[Extracted data entries]
Issue #950, opened 2022-11-28
Polymorphic record contracts should know which fields their row variables cannot contain


matthew-healy:
Consider the following program:

```
let f | forall r. { ; r } -> { x: Num; r } = fun r => %record_insert% "x" r 1 in f { x = 0 }
```

We know statically that the `r` row variable cannot contain the field `x`, and we return an error to that effect if we typecheck this code (by changing the end to `(f { x = 0 } : _)`). 

However, after merging #949, the dynamic error for this is:

```
error: non mergeable terms
  ┌─ repl-input-1:1:78
  │
1 │ let f | forall r. { ; r } -> { x : Num; r } = fun r => %record_insert% "x" r 1 in (f { x = 0 })
  │                                                                              ^             ^ with this expression
  │                                                                              │              
  │                                                                              cannot merge this expression
  │
  = Both values have the same merge priority but they can't be combined
```

it should be possible to give a more detailed error message (e.g. "arguments to f cannot contain the field x"), by providing this information to the polymorphic record contract.

PR #1323, opened 2023-05-25
Better error message when contract makes certain rows illegal

Radvendii:
addresses #950

worked on with @jneem @matthew-healy 

After we finished working on it, I changed two things
1. We need to recurse into the type declarations inside a record e.g. `forall r. { x : { y : Number ; r } ; r }` makes `y` in `r` illegal.
2. I rewrote it to be imperative. This has three advantages I see:
   1. Stack size can't explode
   2. We only ever need two `HashSet`s
   3. Don't need to pass arguments around when they're right there and never change
   
   One disadvantage is that we *always* need two `HashSet`s, as well as `to_be_checked: Vec`. But maybe we could get rid of any allocations by moving things around a bit.
   The original recursive implementation is there if you just look at the first commit.

TODO for this PR:
- [x] decide between recursive and imperative implementation (or a secret third thing?)
- [x] write a test?
- [ ] make sure the error message is what we want
- [x] update function documentation where needed
- [x] decide where this code should live. It feels like this makes the `subcontract()` function rather long. Maybe we should move it to its own function. Or maybe not! I don't know what the norms are for this code base.


stdlib/internals.ncl
```diff
@@ -123,24 +123,36 @@
...
           (
             %label_with_message%
-              "extra field%{plural} `%{std.string.join ", " extra_fields}`"
+              "extra field%{plural extra_fields} `%{std.string.join ", " extra_fields}`"
               label
           )
     else
+      let conflicts = std.array.filter
+        (fun field => std.array.elem field constr)
+        (%fields% value)
```
vkleen, line 146: Using standard library functions in the internals module makes me a bit scared, because this can relatively easily lead to infinite recursions. Because most standard library functions carry type annotations, these types get converted to contract checks when they get called, which causes `subcontract` in the interpreter to get called. And if the constellation of types is slightly unlucky that ends up producing a recursion. I think in this case it would be fine, but `internals.ncl` is special in this way.

Even if it's ugly, we should inline the definitions of `filter` and `elem` here.

matthew-healy: This is a good point - I hadn't really considered this. There are 9 references to `std.` in this file. Do you think it's worth rewriting all of them?

vkleen: Except for the reference to `std.contract.Equal`, I think that would be a good idea.

matthew-healy: As discussed on Matrix ([thread](https://matrix.to/#/!CTCVXeJTucJbViJokz:matrix.org/$Cx3VUTcBEzOUIJQk2CQNddxsuYrcyya2wlm1xxkprQE?via=matrix.org&via=kleen.org&via=matrix.dapp.org.uk)), this is extra painful because `internals.ncl` _must_ currently be a syntactic record - i.e., it's not enough that it just evaluates to a record.

I proposed an alternative solution whereby we split standard library function implementations out into a module `std.unsafe`, and then re-export them in the existing modules with type & contract annotations provided on top. This means we can (safely) call `std.unsafe` functions from within `internals` without worrying about infinite recursion.

matthew-healy: I spiked the `std.unsafe` idea, and it's gonna be a bit more complex than I'd hoped (because, e.g., `std.unsafe.array.length` gets inferred as `Dyn` and then we can't unify that with `std.array.length: forall a. Array a -> Number`). It might be possible to get the sort of API we want using codegen to avoid duplicating definitions, but that's probably not something we should rush into.

As such, we have two options:
- Leave these calls as-is, and tackle every call to `std` in this file at the same time, or
- Fix these two callsites, and come back for the rest of the file once we've worked out a better solution.

I'm maybe leaning towards the first option, but I don't think I have strong feelings either way.

yannham: Another solution to this problem could be to have a special type annotation that doesn't generate a corresponding contract at runtime. I guess those would need to be forbidden outside of the stdlib (enforced by the parser), but that would allow to:

- write a single implementation that is statically typechecked
- export it either without any contract nor type (`std.unsafe`) or wrapped inside a type annotation (the current  `std` interface)

I don't know if that would work so well with mutually recursive functions, but at least self-contained ones such as `length` could be handled that way.

src/types.rs
```diff
@@ -956,12 +957,79 @@ impl Types {
...
+                        }
+                        _ => (),
+                    }
+                }
+
+                let constr_ncl: RichTerm = Term::Array(
+                    Array::from_iter(
+                        constr
+                            .into_iter()
+                            .map(|id| Term::Str(id.label().to_owned().into()).into()),
```
yannham, line 1021: I think there is a `From<Label>` instance for `NickelString`

```suggestion
                            .map(|id| Term::Str(id.into()).into()),
```

yannham (commented):
We need to compute those constraints as well during typechecking. This is probably not super costly, but it's a bit sad that we now duplicate the work in both `contract()` and `type_check()`. See `typecheck::ConstrainFreshRRowsVar` and its implementation.

Those so-called "lack predicate" constraints are purely syntactical. If we use them in many places, I wonder if we shouldn't compute them earlier. Parsing time is a good candidate (so that we don't have to first produce an incomplete AST with `Option`s that is then latter filled, but rather generate right away a complete structure). A `forall` variable would have a name and a kind as before, together with an additional `constraint` field or better named (`must_not_contain` or `must_lack` or `lacks` or whatever) field which is a `HashSet` or simply a `Vec`, as you suggest, because I expect the most common lengths for those constraints to be between 1 and 5.

src/types.rs
```diff
@@ -956,12 +957,79 @@ impl Types {
...
                 var_kind,
             } => {
-                use VarKind::*;
+                let mut constr: HashSet<Ident> = HashSet::new();
+                // TODO: optimization: might be faster if maybe_constr is a Vec, and since it only
+                // ever gets merged into `constr`, this won't affect semantics.
+                let mut maybe_constr: HashSet<Ident> = HashSet::new();
+                let mut to_be_checked: Vec<&Types> = vec![body];
+                while let Some(tys) = to_be_checked.pop() {
+                    match &tys.types {
```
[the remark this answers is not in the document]
Radvendii: This is a good thought. Hmm... I'm not sure if you meant something else by visitor pattern, but I tried implementing it as an iterator, and in order to allow the shadowed variable check, it had to look something like this:

```rust
pub struct TypesIterator<'a> {
    pub(crate) todo: Vec<&'a Types>,
    pub(crate) should_recurse: Option<Box<dyn Fn(&'a Types) -> bool>>,
}

impl<'a> Iterator for TypesIterator<'a> {
    type Item = &'a Types;

    fn next(&mut self) -> Option<Self::Item> {
        self.todo.pop().map(|tys| {
            let should_recurse = match &self.should_recurse {
                None => true,
                Some(f) => f(tys),
            };
            if should_recurse {
                match &tys.types {
                    TypeF::Arrow(s, t) => {
                        self.todo.push(s);
                        self.todo.push(t);
                    }
                    TypeF::Forall { body, .. } => {
                        self.todo.push(body);
                    }
                    TypeF::Record(rrows) => {
                        for ritem in rrows.iter() {
                            if let RecordRowsIteratorItem::Row(row) = ritem {
                                self.todo.push(row.types);
                            }
                        }
                    }
                    TypeF::Dict {
                        type_fields,
                        flavour,
                    } => {
                        // XXX: is this the right semantics? I'm not sure whether we should recurse
                        // into contracts or not
                        if flavour == &DictTypeFlavour::Type {
                            self.todo.push(type_fields);
                        }
                    }
                    TypeF::Array(t) => {
                        self.todo.push(t);
                    }
                    _ => (),
                }
            }
            tys
        })
    }
}

impl Types {
    pub fn iter(&self, should_recurse: Option<impl Fn(&Types) -> bool + 'static>) -> TypesIterator {
        TypesIterator {
            todo: vec![self],
            should_recurse: should_recurse.map(|x| Box::new(x) as Box<dyn Fn(&Types) -> bool>),
        }
    }
}
```

And then you call it like
```rust
                let var_ = var.clone();
                let ignore_shadowed = move |tys: &Types| match &tys.types {
                    TypeF::Forall { var, .. } if var == &var_ => false,
                    _ => true,
                };
                for tys in body.iter(Some(ignore_shadowed)) {
                    ...
                }
```

Advantages:
- clear separation of concerns

Problems:
- It's not clear that this is actually general enough. What if someone wants to only recurse into the domain of a function type for some reason?
- Dealing with these closure types seems really thorny. It took me a while to get the types right, and even then I'm not sure how to get it to work if you pass in `None`, because it needs a concrete type there.

One alternative is a much more specialized function, like `iter_forall(body: &Types, var: Ident)` which takes into account shadowing. But that feels really specific...

stdlib/internals.ncl
Radvendii: I made [this issue](https://github.com/tweag/nickel/issues/1334) for discussing this issue further. Can we resolve the thread on this PR and leave in `std.` for now?

vkleen: Since in this case we're not actually producing infinite recursions, I agree we should keep this as is in the interest of moving this PR forward 👍

Radvendii:
> We need to compute those constraints as well during typechecking. This is probably not super costly, but it's a bit sad that we now duplicate the work in both contract() and type_check(). See typecheck::ConstrainFreshRRowsVar and its implementation.
> Those so-called "lack predicate" constraints are purely syntactical. If we use them in many places, I wonder if we shouldn't compute them earlier. 

Yeah, we based this implementation on that one. It would be nice if they could be unified.

> Parsing time is a good candidate (so that we don't have to first produce an incomplete AST with Options that is then latter filled, but rather generate right away a complete structure). 

I think we'll have to wait until `fix_type_vars` phase, since we need to know the `var_kind` before this code runs. Maybe we can roll it into that phase though? It seems like a related action.

> A forall variable would have a name and a kind as before, together with an additional constraint field or better named (must_not_contain or must_lack or lacks or whatever) field

i.e. `TypeF::Forall { var, var_kind, body, lacks }`?

stdlib/internals.ncl
yannham: By the way, it's not only about infinite recursion, but for performances as well. Contract do have a non-trivial impact on performance, and this is also why we try to refrain from firing contracts from within contracts in a non obvious way. For example, I believe we're also using `%length%` instead of `array.length` although there's no risk of recursion. This can be reworked later, so let's not block this PR on this, but just to give a bit more context. `internals` are really low-level functions that are called implicitly, potentially quite a lot, by the interpreter, so we've been trying to keep them low level as well.

yannham:
> I think we'll have to wait until fix_type_vars phase, since we need to know the var_kind before this code runs. Maybe we can roll it into that phase though? It seems like a related action.

Yes, `fix_type_vars` is interleaved with parsing so I didn't think of it as a separate phase, but I was precisely thinking about this one.

> i.e. TypeF::Forall { var, var_kind, body, lacks }?

Either that, or putting the lacks predicate inside `var_kind`, because I believe `lacks` doesn't make sense for normal type variable, only for record and enum rows. Maybe even only for record rows.

Radvendii:
> Maybe even only for record rows.

Oh, you're right. We implemented it for enums but that doesn't really apply. Type checking verifies that 
```
let f : forall e. [| ; e |] -> [| 'x ; e |] = fun a => 'x in f 'x
```
works fine.

---

As an aside, I was poking around while testing that and found
```
let f : forall e. Bool -> [| ; e |] -> [| 'x; e |] = fun b a => if b then a else 'x in f 'x
```
Fails to type check, but will work as a contract (`s/:/|/`). Is that intended behaviour? It seems like`[| 'x |]` won't unify either with `[| 'x ; e |]` or with `[| ; e |]`, but it seems to me that both should work? Maybe this has to do with the polymorphic tail sealing?

yannham:
> Fails to type check, but will work as a contract (s/:/|/). Is that intended behaviour? It seems like[| 'x |] won't unify either with [| 'x ; e |] or with [| ; e |], but it seems to me that both should work? Maybe this has to do with the polymorphic tail sealing?

In general, when you introduce a polymorphic type variables (be it a normal type variable, or a row type variable), the variable can unify with _nothing_ (but itself) in the body of the function. For example:

```nickel
let f : forall a . Number -> a = fun x => x
```

will rightly fail, because the `forall a.` means "as a caller of `f`, I can pick absolutely any `a`, so you can't assume anything. But you're assuming `a = Number`". Technically, we introduce a so-called rigid type variable (or skolem variable, or type constant, etc.), which can only unifies with itself or a free unification variable.

Under this interpretation, it makes sense I think that `[| 'x |]` doesn't unify with `[| 'x ; e |]`, because you would arbitrarily choose that `e` is the empty row, but `e` is a universally quantified variable. That being said, there's this strange things with `enums` that because this is a sum type (coproduct), the tails has somehow a different meaning that for records. Records are products, so `{foo : T, bar : U; r}` means a value that must have field `foo : T` AND `bar : U` AND the tail `r`. An enum `[| 'x, 'y; e|]` is a enum tag which is either `'x` OR `'y` OR something in `e`. This means that morally, `[| 'x |]` is indeed a subtype of `[|'x ; e|]` for any tail `e`. Which is, I think, your intuition.

Subtyping is a whole can of worm, and the point of row polymorphism is to get the same kind of flexibility while staying in a purely classical polymorphic approach. We really don't want to introduce subtyping.

I believe there is an obscure primop which can widen a row type, called `embed_id` (for a fixed `id`, which is an enum tag like `'x`), with type `forall rows. [| ; rows |] -> [| 'id ; rows |]`. Unfortunately I think widening is sufficient to type your example, because we would need to widen the type of `[| 'x |]` with a full row `e`, and not just one `'id`.

I wonder if we can't simply infer open types for enum tags. That is, infer `'x` to have type `forall e. [| 'x; e|]` (in practice, `[| 'x; _a |]` with `_a` a unification variable). That might be sufficient to handle those cases.

src/types.rs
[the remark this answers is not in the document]
yannham: Yup, I was thinking of something like this. Even if it's not reused, I feel it separates concerns and makes the code more readable (the call site to this method is only concerned with the logic of the processing; if you want to see how the iteration work, you can then go to the definition of `iter()`).

> It's not clear that this is actually general enough. What if someone wants to only recurse into the domain of a function type for some reason?

This is a good question, which is hard to answer now. But, what we can do is to give a specific name to this function, make the documentation clear enough. If one day we need something more general, it shouldn't be too hard to do, and to replace the function you wrote by a specialized call to the general one.

> Dealing with these closure types seems really thorny. It took me a while to get the types right, and even then I'm not sure how to get it to work if you pass in None, because it needs a concrete type there.

I'm not sure to see why we need `'static` here, by the way. And we can probably do with `FnMut` instead of `Fn`. But, as far as the `Option` is concerned, I would just get rid of it. `None` is semantically equivalent to `|_| true`, which is really not that longer to write for the caller, while as you mentioned, it is annoying with generics (and require an additional pattern matching). I'm relatively confident that the optimized code will be as efficient with `|_| true` as with `None`, thanks to monorphization.

vkleen:
> I wonder if we can't simply infer open types for enum tags. That is, infer `'x` to have type `forall e. [| 'x; e|]` (in practice, `[| 'x; _a |]` with `_a` a unification variable). That might be sufficient to handle those cases.

When typechecking, I think we're already doing that. In `src/typecheck/mod.rs:1401` in the `check` function we have:

```rust
        Term::Enum(id) => {
            let row = state.table.fresh_erows_uvar();
            unify(state, &ctxt, ty, mk_uty_enum!(*id; row))
        }
```

yannham:
So @vkleen is right, my bad. We already do this. We looked at the example and deduced that the issue was actually the converse : the type of `a` is not general enough, because it doesn't include `'x`. The typechecker enforces that both branches of the `if-then-else` have the same type, one is `[| ; e |]` (`a`) and the other is `[| 'x; _t0 |]` for a free unification variable `_t0`. The unifier complains that `[| ; e |]` doesn't contain the row `'x`.

We can thus actually fix the example with the widening operator (this is an undocumented, prototype legacy - the syntax in particular is strange, as it takes an identifier as a parameter, but interpret it as a symbol, a bit like quoting in Lisp):

```nickel
> let f : forall e. Bool -> [| ; e |] -> [| 'x; e |] = fun b a => if b then (%embed% x a) else 'x in f true 'y
'y

```

`%embed% x` is the identity, but has type `forall a. [| ; a|] -> [| 'x ; a |]`. I honestly don't know if we can do much better currently. Starting to try to automatically apply widening sounds much like having subtyping. It's just a first impression though, we might want to take a second look at the literature on row types.

One possibility would be to fix the odd syntax (and name, probably) of `%embed%` and wrap it in the stdlib as a proper function, and document it. It's not ideal but would at least permit to write some functions that are actually well-typed but currently fails typechecking, like your example.

Radvendii:
In rebasing, I had to contend with https://github.com/tweag/nickel/commit/f8c8a02375289a1309d1fce7067a2cef40920055 which actually relies on `VarKind` just being a simple enum with no fields.

At first I was going to use `Discriminant<VarKind>` to get that with the new `VarKind` but there's no way to match on values of that type, so I made a new type `VarKindDiscriminant`. Not the prettiest code, but it works.

I think ultimately we may want to store the `excluded` information in a separate `HashSet` like we do at typechecking time, but create that earlier at parse time. That way (a) we don't need to store the `HashSet` pointer for all the other `VarKind`s, and (b) we don't have to create the `HashSet` later in typechecking phase.

src/typecheck/mod.rs
```diff
@@ -2237,6 +2228,7 @@ pub fn unify(
                     body: body2,
                 },
             ) if var_kind1 == var_kind2 => {
+                // XXX: ^^ do we want to compare std::mem::discriminant() or also check equality of `excluded`s above?
```
yannham, line 2231: At first sight, I would say that the discriminant is sufficient, because equality of the substituted types as checked below probably implies that the discriminant are the same.

On the other hand, we fail early and avoid any traversal or substitution if we can determine that the discriminants aren't the same directly :man_shrugging: . In the end it depends on what is the "happy path" and what we want to optimize for. I would say we want to optimize for when the type are equal, because otherwise we fail anyway, and traversing an additional type won't change much (you'll get your error message 0.010s later). On the other hand, if for some reason a lot of polymorphic types are unified, then you'll pay the price of checking the additional discriminants for each such unification.

Honestly, in any case, this check is dumbly slow (as per the comment), and shouldn't fire a lot (ideally, most of the unifications involving polymorphic types happen when types are already instantiated). It's probably fine either way.

src/typecheck/mod.rs
```diff
@@ -2898,43 +2702,8 @@ pub fn constr_unify_rrows(
...
-                }
-
-                Ok(())
-            }
-            _ => Ok(()),
-        }
-    } else {
-        Ok(())
-    }
-}
```
yannham, line 2915: Nothing to do with your PR, but this is a good example of when the git diff isn't very smart. I was trying to understand why you got rid of that part, but it's just an artifact of the next function being very similar and removed as well, makes it like your removed half this function and half the next one, instead of just the next one

yannham (approved):
Left a bunch of comments, but LGTM otherwise.

src/error.rs
```diff
@@ -1930,7 +1930,7 @@ impl IntoDiagnostics<FileId> for TypecheckError {
                         .with_message("multiple rows declaration")
                         .with_labels(mk_expr_label(&span_opt))
                         .with_notes(vec![
-                            format!("Found an expression of a record type with the row `{}: {}`", ident, conflict.as_ref().cloned().unwrap()),
+                            format!("Found an expression of a record type `{}` with the row `{}`", conflict.as_ref().cloned().unwrap(), ident),
```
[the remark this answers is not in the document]
Radvendii: With the change it shows up like this:
```
error: multiple rows declaration
  ┌─ repl-input-4:1:89
  │
1 │ let f | forall r. { ; r } -> { x : Number; r } = fun r => %record_insert% "x" r 1 in (f { x = 0 }: _)
  │                                                                                         ^^^^^^^^^ this expression
  │
  = Found an expression of a record type `{ x: _a }` with the row `x`
  = But this type appears inside another row type, which already has a declaration for the field `x`
  = A type cannot have two conflicting declarations for the same row
```

src/typecheck/mod.rs
Radvendii: Oh, yes, thank you. I discussed this with Joe and we came to basically the same conclusion. I'd meant to take out the comment but forgot. Good to get confirmation anyways.

src/typecheck/mod.rs
Radvendii: Yup. Very annoying. I actually got confused by exactly the same part of the diff at some point.

src/parser/uniterm.rs
```diff
@@ -557,39 +541,48 @@ pub(super) struct VarKindMismatch;
...
+            s @ None => {
+                *s = Some(var_kind);
                 Ok(())
             }
-            VarKindCellData {
-                var_kind: data,
-                state: VarKindCellState::Set,
-            } if *data == var_kind => Ok(()),
-            _ => Err(VarKindMismatch),
+
```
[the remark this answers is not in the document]
Radvendii: Thanks! I'm always up for small nitpicks for the sake of consistency =)

src/error.rs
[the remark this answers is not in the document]
yannham: Ok, I'm not 100% sure of what really is `conflict` right now. It might actually be the tail of the original record type, but fixing an error message later on if we find edge cases is not very costly, so let's proceed with that :+1:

** EXERCISE **
If a line in the entries above contains "values", report it.

** RESULT OF THIS TASK **
  = Both values have the same merge priority but they can't be combined
At first I was going to use `Discriminant<VarKind>` to get that with the new `VarKind` but there's no way to match on values of that type, so I made a new type `VarKindDiscriminant`. Not the prettiest code, but it works.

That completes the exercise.